Figure 4.Site specific recombinase modes of action. Panel A: SSRs are capable of catalyzing excision, insertion, or inversion reactions. Panel B: Tyrosine recombinases such as Cre, Flp and λ integrase proceed through a Holliday junction intermediate. The catalytic domains have pseudo four-fold symmetry and engage palindromic sequences (arrows). Panel C: The topology of the λ integrase catalytic domains is similar to that of simple tyrosine recombinases like Cre. However, λ integrase also contains N-terminal DNA-binding domains (top set with arrows) that are critical for site-specific DNA recognition. Panel D:The catalytic domains (center) of serine integrases break both DNA strands before rotating relative to one another and religation of the DNA. DNA binding domains (top and bottom) of the wild-type enzymes can be replaced with zinc fingers to customize specificity.
Figure 5.Regions of Cre recombinase particularly important for recognition. The DNA is shown in grey, and key regions of the protein involved in DNA recognition as described in the main text are highlighted with labels and side chain atom spheres.
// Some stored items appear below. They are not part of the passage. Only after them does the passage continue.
PR #33, opened 2020-07-13
Restaurant markers

miahsanchez:
Add the first 4 restaurants as markers on the map! The map is centered around the #1 match.
Screen Shot 2020-07-13 at 2 55 32 PM


project/frontend/src/components/ResultsMap.js
```diff
@@ -10,8 +10,8 @@ const mapStyle = {
 function MapContainer(props) {
   const [activeMarker, changeMarker] = useState({});
   const [showInfoWindow, changeInfoVisibility] = useState(false);
-
-  const coords = { lat: 40.837, lng: -73.865 };
+  const restaurant = props.restaurant;
+  const matchCoords = restaurant[0].key.latLngCoords;
```
kpancha, line 14: Even though we check for an empty list in getRecommendation, I think it might be good to do a check here just to be safe so that we don't get an index out of bounds. Jesse suggested that we make a component called NoResults or something, so we could just redirect to that if restaurat.length === 0

kpancha: I guess we can add that as a todo and right now you could just alert the user and return or something?

project/frontend/src/index.js
```diff
@@ -24,7 +23,6 @@ ReactDOM.render(
           <Route exact path='/' component={HomePage} />
           <Route path='/find-match' component={PreferenceForm} />
           <Route path='/match-results' component={MatchResults} />
-          <Route path='/mapRoute' component={MapContainer} />
```
kpancha, line 27: Make this hyphenated like the other paths rather than camel case I think

miahsanchez: this line was removed in this PR so I don't think there's a point in changing it now!

kpancha: oh oops you're right

project/frontend/src/components/ResultsMap.js
```diff
@@ -10,8 +10,8 @@ const mapStyle = {
 function MapContainer(props) {
   const [activeMarker, changeMarker] = useState({});
   const [showInfoWindow, changeInfoVisibility] = useState(false);
```
alexcostaluiz, line 12: nit: I think the more conventional names for these setter functions would be `setActiveMarker` and `setShowInfoWindow`. I think using the word `set` instead of `change` makes it more clear that these functions are setter functions that take in a parameter for the new value. I think this is mostly a matter of personal preference though, so it's up to you.

miahsanchez: ill change it to the convention!

project/frontend/src/components/ResultsMap.js
miahsanchez: going to add this as a TODO as discussed in our sync today!

project/frontend/src/components/ResultsMap.js
```diff
@@ -8,34 +8,47 @@ const mapStyle = {
 };
 
 function MapContainer(props) {
-  const [activeMarker, changeMarker] = useState({});
-  const [showInfoWindow, changeInfoVisibility] = useState(false);
-
-  const coords = { lat: 40.837, lng: -73.865 };
+  const [activeMarker, setActiveMarker] = useState({});
+  const [showInfoWindow, setShowInfoWindow] = useState(false);
+  // TODO: add a conditional to check if the list is empty
```
kpancha, line 13: Sorry to be picky but I think we should add a basic check in this PR (rather than doing it in a separate PR) just so that nothing breaks-- just something simple like 
`if (!restaurants) { 
    alert('No restaurants found.'); 
    return; 
}` 
and we can come back in a separate PR to actually deal with what happens in this case :)

project/frontend/src/components/ResultsMap.js
```diff
@@ -8,34 +8,47 @@ const mapStyle = {
...
     if (showInfoWindow) {
-      changeInfoVisibility(false);
+      setShowInfoWindow(false);
+    }
+  };
+
+  const createMarkers = () => {
+    let markers = [];
+    const numOfMarkers = 4;
+    for (let i = 0; i < numOfMarkers; i++) {
```
surbhimadan1995, line 31: I think we should change numOfMarkers to min (restaurant.length, 4) -- as restaurant[i] will be not a valid index if we happen to have < 4 restaurants

project/frontend/src/components/ResultsMap.js
miahsanchez: yeah im going to do it in this PR i just haven't done it yet because I was working on another PR which is why i added the TODO

PR #35, opened 2020-07-14
Add location finder to modal using Geocoder

kpancha:
Using Geocoder API for user to enter their current location.

Current functionality:
- text box shows up when user clicks on Location button (find match buttons are disabled until a location has been entered)
- when user clicks the submit "Find Location" button, if the location is found it is pushed to props.history
- if location isn't found it alerts the user
- When user submits their location, text shows the location that was found (example: if I enter "montgomery new jersey" and submit, we display "Montgomery, NJ, USA" back to the user so they can confirm it is the correct location)
- button that can access user's current location without having to enter anything

### DIFF
--- a/project/frontend/src/components/LocationFinder.js
+++ b/project/frontend/src/components/LocationFinder.js
@@ -1,0 +1,59 @@
+import React from 'react';
+
+class LocationFinder extends React.Component {
+  constructor(props) {
+    super(props);
+    this.state = {
+      locationString: '',
+    };
+    this.changeState = this.changeState.bind(this);
+    this.handleSubmit = this.handleSubmit.bind(this);
+  }
+
+  changeState(event) {
+    this.setState({ locationString: event.target.value });
+  }
+
+  handleSubmit(event) {
+    event.preventDefault();
+    this.getLocation(this.state.locationString);
+  }
+
+  getLocation(userInput) {
+    const proxyUrl = 'https://cors-anywhere.herokuapp.com/';
+    const geocodeBaseUrl = 'https://maps.googleapis.com/maps/api/geocode/json?';
+    const searchParams = new URLSearchParams();
+    searchParams.append('address', userInput);
+    searchParams.append('key', process.env.REACT_APP_GOOGLE_API_KEY);
+    fetch(proxyUrl + geocodeBaseUrl + searchParams, {
+      headers: {
+        'Access-Control-Allow-Origin': '*',
+        'Content-Type': 'application/json',
+      },
+    })
+      .then((response) => response.json())
+      .then((location) => {
+        if (!location) {
+          alert('Could not find any results for that location.');
+          return;
+        }
+        const currLocation = location.results[0].geometry.location;
+        const locationName = location.results[0].formatted_address;
+        this.props.sendData({ currLocation, locationName, });
+      });
+  }
+
+  render() {
+    return(
+      <form onSubmit={this.handleSubmit}>
+        <input
+          name='location'
+          onChange={this.changeState}
+        />
+        <button onClick={this.handleSubmit}>Find Location</button>
+      </form>
+    );
+  }
+  
+}
+export default LocationFinder;
--- a/project/frontend/src/components/LocationFinder.js
+++ b/project/frontend/src/components/LocationFinder.js
@@ -18,7 +18,10 @@ class LocationFinder extends React.Component {
 
   handleSubmit(event) {
     event.preventDefault();
-    this.getLocation(this.state.userInput);
+    const locationData = this.getLocation(this.state.userInput);
+    if (locationData) {
+      this.props.sendData(locationData);
+    }
   }
 
   getLocation(userInput) {
@@ -35,15 +38,16 @@ class LocationFinder extends React.Component {
     })
       .then((response) => response.json())
       .then((location) => {
-        if (!location) {
+        if (location.error_message) {
           alert('Could not find any results for that location.');
-          return;
+          return false;
         }
         const currLocation = location.results[0].geometry.location;
         const locationName = location.results[0].formatted_address;
         this.setState({ locationName });
         this.setState({ submitted: true });
-        this.props.sendData({ currLocation, locationName });
+        
+        return { currLocation, locationName };
       });
   }
 
--- a/project/frontend/src/components/LocationFinder.js
+++ b/project/frontend/src/components/LocationFinder.js
@@ -33,8 +33,7 @@ class LocationFinder extends React.Component {
         geocoder.geocode({ location: currLocation }, (results, status) => {
           if (status === 'OK') {
             const locationName = results[0].formatted_address;
-            this.setState({ locationName });
-            this.setState({ submitted: true });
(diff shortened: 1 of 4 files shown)


project/frontend/src/components/LocationFinder.js
```diff
@@ -0,0 +1,59 @@
...
+  changeState(event) {
+    this.setState({ locationString: event.target.value });
+  }
+
+  handleSubmit(event) {
+    event.preventDefault();
+    this.getLocation(this.state.locationString);
+  }
+
+  getLocation(userInput) {
```
kpancha, line 22: Since some vars (proxyUrl, headers) are common between getLocation here and getRecommendation, I am thinking of moving those functions to the same file and having file level vars for these that can be used

project/frontend/src/components/PreferenceForm.js
```diff
@@ -97,6 +103,8 @@ class PreferenceForm extends React.Component {
     const prices = { Low: 1, Medium: 2, High: 3, 'Very High': 4 };
     return (
       <form onSubmit={this.handleSubmit}>
+        <label htmlFor='location-finder'>Search for your location here</label>
+        <LocationFinder sendData={this.getLocationData} />
```
miahsanchez, line 107: following the format you have right now should this be a child of the label ?

project/frontend/src/components/PreferenceForm.js
```diff
@@ -56,6 +58,10 @@ class PreferenceForm extends React.Component {
     this.setState({ [attrName]: field });
   }
 
+  getLocationData(data) {
```
miahsanchez, line 61: does this return something? why is this a getter function? It seems like it's acting like a setter

kpancha: yep not really a clear name since its kind of doing both but its removed in the latest commit

kpancha: It's getting the data from the LocationFinder but also setting the state, if that makes sense... I agree it is more of a setter though

project/frontend/src/components/LocationFinder.js
alexcostaluiz: I think you should use the Geocoder JavaScript API instead of this herokuapp proxy to get around the CORS errors. You can read about it here https://developers.google.com/maps/documentation/javascript/geocoding. It seems really simple to use.

project/frontend/src/pages/HomePage.js
```diff
@@ -4,23 +4,44 @@ import React, { useState } from 'react';
...
+  const handleClick = () => {
+    togglePreferenceForm();
+    toggleLocationForm();
+  };
+
+  const handleData = (data) => {
+    if (data) {
+      props.history.push(data);
+    }
+  };
```
alexcostaluiz, line 30: Instead of passing data from LocationForm -> HomePage through the `props.history` which is kind of an anti-pattern since props are generally supposed to be immutable but `props.history` is a rare exception to that rule, I think you should declare a another state variable on the HomePage component:

```
const [location, setLocation] = useState({});
```

And then simply pass the `setLocation` function to the `LocationForm` component in a prop so that `LocationForm` can directly update `HomePage`'s state.

project/frontend/src/pages/HomePage.js
```diff
@@ -4,23 +4,44 @@ import React, { useState } from 'react';
...
       <div className='row'>
         <div id='welcome' className='column'>
           <h1 id='logo'>[LOGO]</h1>
           <h4>Discover your restaurant match</h4>
-          <button>Location</button>
+          <button onClick={toggleLocationForm}>Location</button>
           <div>
-            <button onClick={togglePreferenceForm}>Find My Match</button>
+            <button
+              disabled={!Boolean(props.history.location.currLocation)}
```
alexcostaluiz, line 41: So this could instead just be `disabled={!Boolean(location.currLocation)}`.

Also is the `Boolean()` constructor necessary here? Or is it fine to just do `!location.currLocation` and have the `!` make the expression resolve to a boolean?

project/frontend/src/pages/HomePage.js
```diff
@@ -84,6 +105,20 @@ function HomePage(props) {
...
       <PreferenceForm history={props.history} />
     </Modal>,
+    <Modal
+      key='location-form'
+      open={isLocationFormOpen}
+      onDismiss={toggleLocationForm}
+      centerHorizontal={true}
+      top='64px'
+      bottom='64px'>
+      <LocationFinder sendData={handleData} />
```
alexcostaluiz, line 115: And here instead of passing `handleData` we can pass `setLocation` like:
```
<LocationFinder setLocation={setLocation} />
```

project/frontend/src/pages/HomePage.js
kpancha: That makes sense and I think it's needed but can check

project/frontend/src/components/LocationFinder.js
```diff
@@ -0,0 +1,84 @@
...
+            this.setState({ locationName });
+            this.setState({ submitted: true });
+            this.props.sendData({ currLocation, locationName });
+          } else {
+            alert('Geocode was not successful for the following reason: ' + status);
+          }
+        });
+      });
+    } else {
+      alert('Cannot find your location');
```
miahsanchez, line 42: i'm not even sure if we're keeping this alert or if it's a filler right now but if we are could we tell them to try typing in their location?

project/frontend/src/pages/HomePage.js
```diff
@@ -84,6 +103,20 @@ function HomePage(props) {
       bottom='64px'>
       <PreferenceForm history={props.history} />
     </Modal>,
+    <Modal
+      key='location-form'
+      open={isLocationFormOpen}
+      onDismiss={toggleLocationForm}
+      centerHorizontal={true}
+      top='64px'
```
miahsanchez, line 111: I asked this in our chat but is having a set px dynamic for different screen sizes?

kpancha: I don't think it is-- agreed that making it dynamic would better. I just did this to make it the same as the other modal but we can discuss it in our meeting

project/frontend/src/components/LocationFinder.js
kpancha: Good idea! I think we should eventually remove the alerts altogether but for now it would still be helpful to have an alert with more useful information than what I have here lol

project/frontend/src/components/LocationFinder.js
```diff
@@ -0,0 +1,95 @@
...
+      navigator.geolocation.getCurrentPosition((position) => {
+        const currLocation = {
+          lat: position.coords.latitude,
+          lng: position.coords.longitude,
+        };
+        geocoder.geocode({ location: currLocation }, (results, status) => {
+          if (status === 'OK') {
+            const locationName = results[0].formatted_address;
+            this.setState({ locationName });
+            this.setState({ submitted: true });
```
surbhimadan1995, line 37: nit: make this one setState call here as well

PR #37, opened 2020-07-14
Rank appears when you hover over the marker

miahsanchez:
Infowindow with rank (and the restaurant name soon) appear when you scroll over a marker.

I had to copy and paste code from my infoWindows PR that I closed because some really FUNKY git things were happening after I pulled from master but if you wanted to see my old commits check that branch out!

### DIFF
--- a/project/frontend/src/components/ResultsMap.js
+++ b/project/frontend/src/components/ResultsMap.js
@@ -10,13 +10,19 @@ const mapStyle = {
 function MapContainer(props) {
   const [activeMarker, setActiveMarker] = useState({});
   const [showInfoWindow, setShowInfoWindow] = useState(false);
+  const [infoWindowNumber, setInfoWindowNumber] = useState('');
   // TODO: add a conditional to check if the list is empty
   const restaurant = props.restaurant;
   const matchCoords = restaurant[0].key.latLngCoords;
 
-  const onMarkerClick = (props, marker) => {
+  const onMouseOverMarker = (props, marker) => {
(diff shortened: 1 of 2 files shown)


project/frontend/src/index.js
```diff
@@ -25,9 +27,13 @@ ReactDOM.render(
...
         <Switch>
-          <Route exact path='/' component={HomePage} />
-          <Route path='/find-match' component={PreferenceForm} />
-          <Route path='/match-results' component={MatchResults} />
+          <Route path='/card'>
+            <RestaurantCard restaurant={restaurant} details={details} />
+          </Route>
+
+          <Route path='/match-results' component={MatchResultsPage} />
+          <Route path='/mapRoute' component={MapContainer} />
```
kpancha, line 35: Rename to '/map-route'?

project/frontend/src/components/ResultsMap.js
```diff
@@ -10,13 +10,19 @@ const mapStyle = {
...
   const matchCoords = restaurant[0].key.latLngCoords;
 
-  const onMarkerClick = (props, marker) => {
+  const onMouseOverMarker = (props, marker) => {
     setActiveMarker(marker);
     setShowInfoWindow(true);
+    setInfoWindowNumber(marker.id);
+  };
+
+  const onMouseOutMarker = (props) => {
```
kpancha, line 24: I don't think you need props as the param here if its not being used (not sure though and I don't think it's a problem to keep it anyway)

PR #39, opened 2020-07-16
Redo markers

miahsanchez:
The map's center is going to be at the user's location. There is now a conditional that only adds markers once the restaurant list actually has something in it. If the list is larger than size 4 then the first 4 restaurants will have markers!

I moved the restaurant marker code here because there were too many git issues that would not have been resolved in time for prototype demo.

### DIFF
--- a/project/frontend/src/components/ResultsMap.js
+++ b/project/frontend/src/components/ResultsMap.js
@@ -11,34 +11,37 @@ function MapContainer(props) {
   const [activeMarker, setActiveMarker] = useState({});
   const [showInfoWindow, setShowInfoWindow] = useState(false);
   // TODO: add a conditional to check if the list is empty
-  const restaurant = props.restaurant;
-  const matchCoords = restaurant[0].key.latLngCoords;
+  const restaurants = props.restaurants;
+  const userCenter = props.userLocation;
 
   const onMarkerClick = (props, marker) => {
     setActiveMarker(marker);
     setShowInfoWindow(true);
   };
 
-  const onClose = (props) => {
+  const onClose = () => {
     if (showInfoWindow) {
       setShowInfoWindow(false);
     }
   };
 
   const createMarkers = () => {
-    let markers = [];
-    const numOfMarkers = 4;
-    for (let i = 0; i < numOfMarkers; i++) {
-      const coords = restaurant[i].key.latLngCoords;
-      markers.push(
-        <Marker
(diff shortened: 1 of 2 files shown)


project/frontend/src/components/ResultsMap.js
```diff
@@ -3,39 +3,54 @@ import React, { useState } from 'react';
...
-  const [activeMarker, changeMarker] = useState({});
-  const [showInfoWindow, changeInfoVisibility] = useState(false);
-
-  const coords = { lat: 40.837, lng: -73.865 };
+  const [activeMarker, setActiveMarker] = useState({});
+  const [showInfoWindow, setShowInfoWindow] = useState(false);
+  const restaurants = props.restaurants;
+  const userCenter = props.userLocation;
 
   const onMarkerClick = (props, marker) => {
```
surbhimadan1995, line 16: props seems unused - can we remove it?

Figure 6.Engineering altered DNA specificity of the MmeI restriction endonuclease via a bioinformatics-driven approach. Panel A:Sequence alignment of target sites and key specificity determining region of C-terminal domain of MmeI and 19 homologues that have known specificities. The positions of base pair 6 in each enzyme's target site, and the residues in the enzyme that display significant covariation against that target position, are highlighted. Panel B:Ribbon diagram of the crystal structure of Mme bound to its DNA target, demonstrating the distribution and separation of the enzyme's endonuclease catalytic site (‘REase’), methyltransferase active site (‘MTase’) and target recognition domain (‘TRD’). Panel C:Close ups illustrating (left) the experimentally observed positions of residues E806 and R808 that were found to display direct contacts to base pair 6 in the wild-type DNA-bound crystal structure of MmeI, and (right) a corresponding model of the same two residues, after introduction of mutations (to K and D, respectively) that were predicted and later found to alter specificity from a G:C to a C:G base pair. The ability to systematically alter the specificity of this enzyme is facilitated by the availability of a large number of sequenced enzyme homologues with corresponding known target sites and by a protein architecture in which endonuclease catalytic activity is less intimately coupled to target recognition and binding.